↓

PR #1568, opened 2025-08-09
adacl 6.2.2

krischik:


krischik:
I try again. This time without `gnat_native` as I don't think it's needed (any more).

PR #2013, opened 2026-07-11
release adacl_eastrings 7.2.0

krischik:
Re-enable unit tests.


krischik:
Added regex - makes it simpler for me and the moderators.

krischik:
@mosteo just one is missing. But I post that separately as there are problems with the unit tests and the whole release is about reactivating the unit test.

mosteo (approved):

↑
↓

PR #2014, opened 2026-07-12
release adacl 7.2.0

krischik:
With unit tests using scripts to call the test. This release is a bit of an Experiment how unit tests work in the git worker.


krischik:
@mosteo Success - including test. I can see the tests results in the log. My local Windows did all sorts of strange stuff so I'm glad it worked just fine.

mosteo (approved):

↑

Extract exactly and only the lines above from the line containing "PR #2013, opened 2026-07-11" through the line containing "the unit test.", both end lines included.

PR #2013, opened 2026-07-11
release adacl_eastrings 7.2.0

krischik:
Re-enable unit tests.


krischik:
Added regex - makes it simpler for me and the moderators.

krischik:
@mosteo just one is missing. But I post that separately as there are problems with the unit tests and the whole release is about reactivating the unit test.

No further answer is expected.